确保你已经正确安装本文件夹中的要求的依赖

```shell
pip install -r requirements.txt
```

### 2. 下载模型权重

以下链接为各个模型权重:

### CogView-3-Plus-3B

+ transformer: https://cloud.tsinghua.edu.cn/d/f913eabd3f3b4e28857c
+ vae: https://cloud.tsinghua.edu.cn/d/af4cc066ce8a4cf2ab79

### CogView-3-Base-3B

+ transformer:
    + cogview3-base: https://cloud.tsinghua.edu.cn/d/242b66daf4424fa99bf0
    + cogview3-base-distill-4step: https://cloud.tsinghua.edu.cn/d/d10032a94db647f5aa0e
    + cogview3-base-distill-8step: https://cloud.tsinghua.edu.cn/d/1598d4fe4ebf4afcb6ae
    + 
  **以上三个版本为替换关系，选择适合自己的版本和对应的配置文件进行运行**

+ vae: https://cloud.tsinghua.edu.cn/d/c8b9497fc5124d71818a/ 

### CogView-3-Base-3B-Relay

+ transformer:
    + cogview3-relay: https://cloud.tsinghua.edu.cn/d/134951acced949c1a9e1/
    + cogview3-relay-distill-2step: https://cloud.tsinghua.edu.cn/d/6a902976fcb94ac48402
    + cogview3-relay-distill-1step: https://cloud.tsinghua.edu.cn/d/4d50ec092c64418f8418/
  
  **以上三个版本为替换关系，选择适合自己的版本和对应的配置文件进行运行**

+ vae: 与 CogView-3-Base-3B 相同

接着，你需要将模型文件排版成如下格式：

```
.cogview3-plus-3b
├── transformer
│   ├── 1
│   │   └── mp_rank_00_model_states.pt
│   └── latest
└── vae
    └── imagekl_ch16.pt
```

克隆 T5 模型，该模型不用做训练和微调，但是必须使用。

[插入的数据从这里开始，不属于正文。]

PR #604, opened 2023-10-18
[Merged by Bors] - feat: using labels for KB query insted of tags (NLU-916)

abuyak-vf:

Changing the method of filtering by KB tags, instead of `ids` the client will send tags `labels`

When requesting a user to provide a filter by tags, the user will now provide the value of the tags in the `include` and `exclude` fields via `labels` rather than via `ids`.

### Related PRs

* https://github.com/voiceflow/creator-api/pull/1332

### DIFF
--- a/lib/services/test/index.ts
+++ b/lib/services/test/index.ts
@@ -1,27 +1,8 @@
-import { BaseModels } from '@voiceflow/base-types';
-
 import log from '@/logger';
 
 import { AbstractManager } from '../utils';
 
 export class TestService extends AbstractManager {
-  async tagNamesToObjectIds(
-    tags: string[],
-    existingTags?: Record<string, BaseModels.Project.KBTag>
-  ): Promise<Set<string>> {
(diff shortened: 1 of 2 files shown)


lib/services/test/index.ts
```diff
@@ -1,8 +1,27 @@
+import { BaseModels } from '@voiceflow/base-types';
+
 import log from '@/logger';
 
 import { AbstractManager } from '../utils';
 
 export class TestService extends AbstractManager {
+  async tagNamesToObjectIds(
+    tags: string[],
+    existingTags?: Record<string, BaseModels.Project.KBTag>
```
DecathectZero, line 10: make this take in a `tagLabelMap: Record<string, string>` where it is a dictionary of the label to the tagID. 
In `lib/controllers/test/index.ts` there can be a helper function that generates this dictionary.

DecathectZero (approved):

DecathectZero (approved):

PR #605, opened 2023-10-18
feat: use versioned KB if available (nlu-906)

e-vandenberg:
- Added a check to make sure that DM API key, projectID and versionID are consistent when passed
- default to version level KB settings if available


lib/middlewares/auth.ts
```diff
@@ -95,6 +95,35 @@ class Auth extends AbstractMiddleware {
 
     return this.verifyIdentity(req, res, next);
   }
+
+  verifyParamConsistency = (
```
theProf, line 99: few notes on this middleware: 

```
const verifyParamConsistency = (
  // if you want it flexible, is accepting a single function okay for you? it 
  // can have the contract of setting those params, but has less overhead 
  // than 3 simple funcs
  mapFromRequest: (
    req: Request,
  ) => { projectID: string; auth: string; versionID: string },
) => {
  return async (req: Request, _res: Response, next: Next) => {
    try {
      const { projectID, auth, versionID } = mapFromRequest(req);

      const api = await this.services.dataAPI.get();
      const authenticatedProject = auth ? await api.getProject(auth) : null;
      const version = versionID ? await api.getVersion(versionID) : null;

      // i find naming in the positive is more readable in usage. 
      // "isInConsistent" leads to possible double negatives when doing if (!isInConsistent)
      const isConsistent = [
        projectID,
        authenticatedProject?._id,
        version?.projectID,
      ].filter((item) => !!item) // return boolean for filter
        // removed length check because you will always have at least projectID(?)
        .every((item) => item == projectID); // since you know what you're comparing to, don't rely on order of the array. if ALL are the correct projectID also reads better

      if (!isConsistent) {
        // more specific error, caught and transformed in catch
        throw new VError("Inconsistent projectIDs");
      }
    } catch (err) {
      // is there a difference between `next(Error)` and just throwing?
      return next(new VError("Unauthorized", VError.HTTP_STATUS.UNAUTHORIZED));
    }

    // if we get here, all worked out
    next();
  };
};
```

```
middlewares.auth.verifyParamConsistency(
  (req: Request) => ({
    projectID: req.body.projectID,
    auth: req.headers.authorization,
    versionID: req.body.versionID,
  }),
);
```

theProf (changes requested):

lib/middlewares/auth.ts
e-vandenberg: I agree with most of these points, but I left the order based comparison because in theory this should also allow consistency checks for someone who supplies only DM API key and versionID, and doesn't supply projectID

theProf: i think I need a bit more clarity here, on what are the valid scenarios and what are not. 
```
u: undefined
  projectID | DM Key  | versionID | isConsistent
============|=========|===========|=============
      u     |    u    |     u     | true
      u     |    u    |     1     | true
*     u     |    1    |     1     | true
      u     |    1    |     u     | true
*     1     |    1    |     u     | true
*     1     |    1    |     1     | true
*     1     |    u    |     1     | true
      1     |    u    |     u     | true

* more than 1 ID exists, add cases for different
      u     |    1    |     2     | false
      u     |    2    |     1     | false
      1     |    2    |     u     | false
      2     |    1    |     u     | false
      1     |    1    |     2     | false
      1     |    2    |     1     | false
      1     |    2    |     2     | false
      2     |    2    |     1     | false
      2     |    1    |     2     | false
      2     |    1    |     1     | false
      1     |    u    |     2     | false
      2     |    u    |     1     | false
```

If the assumption is (considering the DM Key as an "ID"): "any combination of at least 1 ID(s) is valid as long as they are the same", then what you're actually looking at is a `Set` and can shorten down to:

```
      const projectIDs = new Set([
        projectID,
        authenticatedProject?._id,
        version?.projectID,
      ].filter((item) => !!item));

      // 1 and exactly 1 unique ID
      const isConsistent = projectIDs.size == 1;
```

I'm unsure of the typings of those 3 ids right now, but they'll need to be cast in the mapping to the Set if not the same

e-vandenberg: yep that's exactly it, I've implemented this solution, much cleaner 😀

I appreciate the help!

theProf (approved):

PR #606, opened 2023-10-18
fix: add openai path

DecathectZero:
Add a new (optional) `OPENAI_API_ENDPOINT` env var. If not set the client just uses the default OpenAI API so this is very low risk.

We can use the FF to disable moderation for a private cloud. Just moved it up higher. It's turned on for 100% of users right now.

### DIFF
--- a/lib/clients/ai/contentModeration/openai/openai.ts
+++ b/lib/clients/ai/contentModeration/openai/openai.ts
@@ -16,11 +16,14 @@ export class OpenAIModerationClient extends ContentModerationClient {
   constructor(config: Config, unleashClient: UnleashClient) {
     super(config, unleashClient);
     if (config.OPENAI_API_KEY) {
-      this.openAIClient = new OpenAIApi(new Configuration({ apiKey: config.OPENAI_API_KEY }));
+      this.openAIClient = new OpenAIApi(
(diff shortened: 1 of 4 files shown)


lib/clients/ai/contentModeration/openai/openai.ts
```diff
@@ -16,11 +16,14 @@ export class OpenAIModerationClient extends ContentModerationClient {
   constructor(config: Config, unleashClient: UnleashClient) {
     super(config, unleashClient);
     if (config.OPENAI_API_KEY) {
-      this.openAIClient = new OpenAIApi(new Configuration({ apiKey: config.OPENAI_API_KEY }));
+      this.openAIClient = new OpenAIApi(
+        new Configuration({ apiKey: config.OPENAI_API_KEY, basePath: config.OPENAI_API_ENDPOINT ?? undefined })
```
frankgu968, line 20: You mean `||` instead of `??`?

frankgu968 (changes requested):

lib/clients/ai/contentModeration/openai/openai.ts
DecathectZero: they do the same thing in this case, but yeah for consistency

pmvrmc (approved):

frankgu968 (approved):

PR #610, opened 2023-10-24
[Merged by Bors] - fix: Fix claude prompt format (VF-000) [bugfix]

e-vandenberg:
Claude requires new prompt format

Plus a bug fix where the wrong var was passed to the template causing context not to be available to the claude prompt.

Following these rules: 
https://docs.anthropic.com/claude/reference/prompt-validation#examples

### DIFF
--- a/lib/services/aiSynthesis.ts
+++ b/lib/services/aiSynthesis.ts
@@ -124,7 +124,7 @@ class AISynthesis extends AbstractManager {
       // This prompt scored 10% higher than the previous prompt on the squad2 benchmark
       const prompt = dedent`
       Reference Information:
-      ${context}
+      ${synthesisContext}
         
       If the question is not relevant to the provided information print("NOT_FOUND") and return.
       If the question is cannot be directly answered by a quote from the provided information print("NOT_FOUND") and return.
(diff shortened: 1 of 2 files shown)


lib/services/aiSynthesis.ts
```diff
@@ -187,31 +187,29 @@ class AISynthesis extends AbstractManager {
...
-      Primary instructions: ${prompt}`;
+      ${prompt}`;
     } else {
       content = dedent`
       Reference Information:
       ${knowledge}
-         
-      Secondary instructions:
-      Very concisely answer exactly how the reference information would answer this query.
+
```
e-vandenberg, line 205: prompt changes to avoid hallucination

lib/services/aiSynthesis.ts
```diff
@@ -124,7 +124,7 @@ class AISynthesis extends AbstractManager {
       // This prompt scored 10% higher than the previous prompt on the squad2 benchmark
       const prompt = dedent`
       Reference Information:
-      ${context}
+      ${synthesisContext}
```
e-vandenberg, line 127: was previously using wrong var

Diophontine (approved):

PR #619, opened 2023-10-31
[Merged by Bors] - feat: handle prompt leak (VF-000)

e-vandenberg:
Some users experience terms from the prompt being output by the LLM.

The goals of this PR are to:
1. log when this happens to better understand things like why, how often, etc.
2. retry the LLM call if this happens in hopes of giving the user a better experience while we try to improve the underlying system.

### DIFF
--- a/lib/services/aiSynthesis.ts
+++ b/lib/services/aiSynthesis.ts
@@ -40,7 +40,7 @@ class AISynthesis extends AbstractManager {
     /Instructions/,
     /user:/,
     /assistant:/,
-    /<.*>/,
+    /<[^<>]*>/,
   ];
 
   private readonly MAX_LLM_TRIES = 2;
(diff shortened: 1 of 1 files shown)


lib/services/aiSynthesis.ts
```diff
@@ -34,6 +34,17 @@ class AISynthesis extends AbstractManager {
 
   private readonly DEFAULT_QUESTION_SYNTHESIS_RETRIES = 2;
 
+  private readonly REGEX_PROMPT_TERMS = [
+    /conversation_history/i,
+    /knowledge/i,
+    /instructions/i,
```
zhihil, line 40: `knowledge` and `instructions` might flag a lot of false positives. Can we try to make this more specific somehow?

zhihil (approved):

PR #623, opened 2023-11-08
fix: allow start step to process launch request (CT-000)

DecathectZero:
I apologize for this piece of somewhat convoluted logic. We need to set the request to the builtin `last_event`, so we don't want to set it to `null`.

The center of the issue is here:
https://github.com/voiceflow/general-runtime/blob/78a10d27ad3d0d2e34f7e939779d35ec242c2bba/runtime/lib/Runtime/index.ts#L224-L229

We used to manually transform any launch requests into `null` requests. But this preliminary handler would basically swallow all events and stop on the same node, so it looks like nothing happens.

What this does is allow the start step to handle events and continue, if there are no global commands. 

The side effect of this behavior, is the on the DMAPI the user could literally send ANY event (that has no global command match) and it would trigger the start.  The previous behavior would've been absolutely nothing happens, and it keeps listening.

### DIFF
--- a/lib/services/runtime/handlers/state/preliminary/index.ts
+++ b/lib/services/runtime/handlers/state/preliminary/index.ts
@@ -1,6 +1,6 @@
-import { VoiceflowNode } from '@voiceflow/voiceflow-types';
+import { BaseNode } from '@voiceflow/base-types';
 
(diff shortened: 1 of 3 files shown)


DecathectZero:
closed in favor of https://github.com/voiceflow/general-runtime/pull/624

PR #919, opened 2017-02-26
feat: set err.headerSent before app error event emit

fengmk2:


test/context/onerror.js
```diff
@@ -86,6 +86,29 @@ describe('ctx.onerror(err)', () => {
     });
   });
 
+  it('should ignore error after headerSent', done => {
+    const app = new Koa();
+
+    app.on('error', err => {
+      err.message.should.equal('mock error');
+      err.headerSent.should.equal(true);
```
dead-horse: the only difference is we can get `err.headerSent` in app's error listener?

jonathanong: I think so

jonathanong:
More of a feature than a fix but 👍

dead-horse:
@fengmk2 make a PR to v1.x please.

test/context/onerror.js
fengmk2: yes

fengmk2:
@dead-horse ok

PR #920, opened 2017-02-27
Create v2 Migration document

JeffRMoore:
Give v2 migration its own document.  

Hopefully, this creates a place that can collect any other necessary documentation on migrating.  I've added some of the comments from #533, which is hard to find now because the issue is closed.  Slight updates to main readme to make it friendlier to those new to Koa with v2.

### DIFF
--- a/Readme.md
+++ b/Readme.md
@@ -80,7 +80,7 @@ app.use((ctx, next) => {
 
 ### GeneratorFunction
 
-To use generator functions, you must use a wrapper such as [co](https://github.com/tj/co) that is no longer supplied with Koa.
+To use generator functions, you must use a wrapper such as [co](https://github.com/tj/co).
 
 ```js
 app.use(co.wrap(function *(ctx, next) {
@@ -91,35 +91,13 @@ app.use(co.wrap(function *(ctx, next) {
 }));
 ```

这里，您可以单独下载T5模型，必须是`safetensors`类型，不能是`bin`
类型（否则可能出现错误）。

由于我们在`CogVideoX`中上传过 `safetensors` 格式的T5模型，一个简单的办法是从`CogVideX-2B`模型中克隆模型，然后将其移动到对应的文件夹中。

```shell
git clone https://huggingface.co/THUDM/CogVideoX-2b.git #从huggingface下载模型
# git clone https://www.modelscope.cn/ZhipuAI/CogVideoX-2b.git #从modelscope下载模型
mkdir t5-v1_1-xxl
mv CogVideoX-2b/text_encoder/* CogVideoX-2b/tokenizer/* t5-v1_1-xxl
```

通过上述方案，你将会得到一个 safetensor 格式的T5文件，确保在 Deepspeed微调过程中读入的时候不会报错。

```
├── added_tokens.json
├── config.json
├── model-00001-of-00002.safetensors
├── model-00002-of-00002.safetensors
├── model.safetensors.index.json
├── special_tokens_map.json
├── spiece.model
└── tokenizer_config.json

0 directories, 8 files
```

### 3. 修改`configs`中的文件。

这里以`CogView3-Base`为例，提供部分参数的讲解和介绍：

```yaml
args:
  mode: inference
  relay_model: False # 当模型类型为 CogView-3-Relay 时，需要将该参数设置为 True
  load: "cogview3_base/transformer" # 这里填写到transformer文件夹
  batch_size: 8 # 每次推理图像数
  grid_num_columns: 2 # 推理结束后，每个提示词文件夹下会有 grid.png 图片，该数字代表列数。
  input_type: txt # 可以选择命令行输入，或者TXT文件输入
  input_file: configs/test.txt # 如果使用命令行，不需要这个参数
  fp16: True # CogView-3-Plus 模型 需要更换为 bf16 推理
  # bf16: True
  sampling_image_size: 512 # 固定大小，支持512 * 512 分辨率图像
  # CogView-3-Plus 模型可以使用以下两个参数。
  # sampling_image_size_x: 1024 宽 
  # sampling_image_size_y: 1024 高

  output_dir: "outputs/cogview3_base-512x512"
  # # 这个部分是给 CogView-3-Relay 模型使用的，需要将该参数设置为推理模型的输入文件夹，提示词建议与 base 模型生成图片时的提示词的一致。
  # input_dir: "outputs/cogview3_base-512x512" 
  deepspeed_config: { }

model:
  conditioner_config:
  target: sgm.modules.GeneralConditioner
  params:
    emb_models:
      - is_trainable: False
        input_key: txt
        target: sgm.modules.encoders.modules.FrozenT5Embedder
        params:
          model_dir: "google/t5-v1_1-xxl" # T5 safetensors的绝对路径
          max_length: 225 # 支持输入的提示词的最大长度

  first_stage_config:
    target: sgm.models.autoencoder.AutoencodingEngine
    params:
      ckpt_path: "cogview3_base/vae/imagekl_ch16.pt" # VAE PT文件绝对路径
      monitor: val/rec_loss
```

### 4. 推理模型

由于不同的模型需要使用的代码不一样，在这里，我们列出了不同模型的推理代码:

### CogView-3Plus

```shell
  python sample_dit.py --base configs/cogview3_plus.yaml
```

### CogView-3-Base

+ 原始模型

```shell
python sample_unet.py --base configs/cogview3_base.yaml
```

+ 蒸馏版本模型

```bash
python sample_unet.py --base configs/cogview3_base_distill_4step.yaml
```

### CogView-3-Relay

+ 原始模型

```shell
python sample_unet.py --base configs/cogview3_relay.yaml
```

+ 蒸馏版本模型

```shell
python sample_unet.py --base configs/cogview3_relay_distill_1step.yaml 
```

输出图片格式为文件夹，其中，文件夹的名字为生成的序号加提示词的前15个字母，文件夹中包含多张图片，具体数量以 `batch` 参数为准。
其结构应该如下：

```
.
├── 000000000.png
├── 000000001.png
├── 000000002.png
├── 000000003.png
├── 000000004.png
├── 000000005.png
├── 000000006.png
├── 000000007.png
└── grid.png

1 directory, 9 files
```

上述例子中，`batch` 为8。因此，有8张图像并带有一张`grid.png`的图像。